Saved data entries

PR #466, opened 2022-10-23
Args prompt for sample_enroll

0xc0dedad:


programs/sample_enroll/sample_enroll.c
```diff
@@ -75,6 +75,12 @@ struct enroll_cert {
 #include <ziti/zitilib.h>
 
 int main(int argc, char **argv) {
+
+    if (argc != 2) {
```
ekoby, line 79: this should be `argc >= 3`

usage is `sample_enroll <JWT file> <ID file> [key_file] [cert_file]`

ekoby (changes requested):
see comments

programs/sample_enroll/sample_enroll.c
0xc0dedad: You probably have meant `if (argc  < 3) -> prompt`?
JWT/ID files are mandatory.
key/cert files are optional.

0xc0dedad: Fixed.

ekoby (approved):

ekoby:
Thank you for your contribution

PR #469, opened 2022-10-25
make sure ziti_listen/ziti_connect fail with appropriate message on missing permission

### LINKED ISSUE #467: ziti_errorstr yeilds programming error after calling zitilib Ziti_bind when identity is not authorized to bind
I called Ziti_bind with an identity which was not authorized to bind. Ziti_bind returns -1 response and ziti_errorstr returns erroNo -34, "WTF: programming error".

## Steps to reproduce:
1. make an identity which is able to dial a service
1. attempt to use the identity to bind a service. call:
    1. Ziti_load_context [succeeds]
    2. Ziti_socket [succeeds]
    3. Ziti_bind [fails]
    4. Ziti_last_error [error -34]

## Expected Behavior:
I would have expected a different error such as "not authorized to bind service" or something similar

ekoby:
[fixes #467]


library/internal_model.c
```diff
@@ -129,6 +130,17 @@ IMPL_ENUM(ziti_session_type, ZITI_SESSION_TYPE_ENUM)
...
 
+bool ziti_service_has_permission(const ziti_service *service, ziti_session_type sessionType) {
+    if (sessionType == ziti_session_types.Dial) {
+        return (service->perm_flags & ZITI_CAN_DIAL) != 0;
+    }
+
+    if (sessionType == ziti_session_types.Bind) {
+        return (service->perm_flags & ZITI_CAN_BIND) != 0;
+    }
+
```
dovholuknf, line 141: maybe a log statement here indicating that this is an unexpected scenario? something like that?

dovholuknf (approved):
i think it'd be good to add the log statement if we hit the unexpected scenario. other than that, lgtm

library/internal_model.c
ekoby: this is just a check, log message is where it is used

PR #487, opened 2023-01-24
allow config string to be the config JSON [fixes #462]

### LINKED ISSUE #462: Ziti_load_context and ziti_init should take a byte array/function - not just a file
Ziti_load_context currently expects to load a file from the drive. That's helpful but it'd be as helpful to take a byte array or a function to return a byte array or something that would allow me to pass something other than a file

ekoby:


library/config.c
```diff
@@ -56,31 +52,30 @@ int load_config_file(const char *filename, ziti_config **cfg) {
...
+int load_config(const char *cfgstr, ziti_config *cfg) {
+    if (!cfgstr) {
+        return ZITI_INVALID_CONFIG;
+    }
+
+    memset(cfg, 0, sizeof(*cfg));
+    int rc = parse_ziti_config(cfg, cfgstr, strlen(cfgstr));
+
+    if (rc < 0) {
+        rc = load_config_file(cfgstr, cfg);
```
scareything, line 73: maybe a DEBUG log here so we can tell that config parsing failed and are falling back to file loading?

scareything (approved):

PR #488, opened 2023-01-27
implement ziti bridge for UDP handles

ekoby:


includes/ziti/ziti.h
```diff
@@ -825,12 +825,21 @@ extern int ziti_write(ziti_connection conn, uint8_t *data, size_t length, ziti_w
...
+
+/**
+ * set idle timeout on bridged connection.
+ * @param conn ziti_connection previously bridged wtih [ziti_conn_bridge] or [ziti_conn_bridge_fds]
+ * @param millis timeout after which bridge will be closed absent any traffic
+ * @return 0 on success, error code on failure
  */
 ZITI_FUNC
-extern int ziti_conn_bridge(ziti_connection conn, uv_stream_t *stream, uv_close_cb on_close);
+extern int ziti_conn_bridge_idle_timeout(ziti_connection conn, unsigned long millis);
```
dovholuknf, line 842: why not use a struct for params instead? also this is changing the api, should come along with a version bump

library/conn_bridge.c
```diff
@@ -32,36 +32,60 @@ struct ziti_bridge_s {
...
 
 static void on_input(uv_stream_t *s, ssize_t len, const uv_buf_t *b);
+static void on_udp_input(uv_udp_t *udp, ssize_t len, const uv_buf_t *b, const struct sockaddr *addr, unsigned int flags);
 
+extern int ziti_conn_bridge(ziti_connection conn, uv_handle_t *handle, uv_close_cb on_close) {
+    if (handle == NULL) return UV_EINVAL;
+
+    if ( !(handle->type == UV_TCP || handle->type == UV_NAMED_PIPE ||
+           handle->type == UV_TTY || handle->type == UV_UDP )) {
+        return UV_EINVAL;
```
dovholuknf, line 59: i feel like this would be a useful place for a log message telling the consumer what/why it's not working. i see it returns an error code, but it might be helpful. also this logic should be reflected in the doc

library/conn_bridge.c
```diff
@@ -124,15 +165,41 @@ extern int ziti_conn_bridge_fds(ziti_connection conn, uv_os_fd_t input, uv_os_fd
...
+int ziti_conn_bridge_idle_timeout(ziti_connection conn, unsigned long millis) {
+    struct ziti_bridge_s *br = ziti_conn_data(conn);
+    if (millis == 0) {
+        br->idle_timeout = 0;
+        if (br->idle_timer) {
+            uv_close((uv_handle_t *) br->idle_timer, (uv_close_cb) free);
+            br->idle_timer = NULL;
+        }
+    } else {
+        br->idle_timeout = millis;
```
dovholuknf, line 192: i feel like this should have a floor too. we shouldn't allow values lower than some threshold, or at very least log a warning when/if that happens. That'll be hard to track down if someone puts a value very low in there

library/conn_bridge.c
```diff
@@ -163,6 +235,16 @@ static void on_output(uv_write_t *wr, int status) {
     free(wr);
 }
 
+static void on_udp_send(uv_udp_send_t *sr, int status) {
+    if (status != 0) {
+        struct ziti_bridge_s *br = sr->handle->data;
+        ZITI_LOG(WARN, "udp_send failed: %d(%s)", status, uv_strerror(status));
```
dovholuknf, line 241: this could be pretty chatty. why not return an error status and propegate back through `on_ziti_data`? I imagine there's some reason, but it's not clear to me so i'm just gonna comment to bring your attention to the thought

library/conn_bridge.c
```diff
@@ -214,8 +307,36 @@ static void on_ziti_write(ziti_connection conn, ssize_t status, void *ctx) {
...
+        uv_timer_start(br->idle_timer, on_bridge_idle, br->idle_timeout, 0);
+    }
+
+    if (len > 0) {
+        ziti_write(br->conn, b->base, len, on_ziti_write, b->base);
+    } else {
+        pool_return_obj(b->base);
+        if (len == UV_ENOBUFS) {
+            if (!br->input_throttle) {
+                ZITI_LOG(TRACE, "stalled ziti_conn[%d.%d]", br->conn->ziti_ctx->id, br->conn->conn_id);
```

WHAT YOU ARE ASKED TO DO
With "free" as the string to match, show every line of the entries above that has it.

WRITTEN ANSWER
+            uv_close((uv_handle_t *) br->idle_timer, (uv_close_cb) free);
     free(wr);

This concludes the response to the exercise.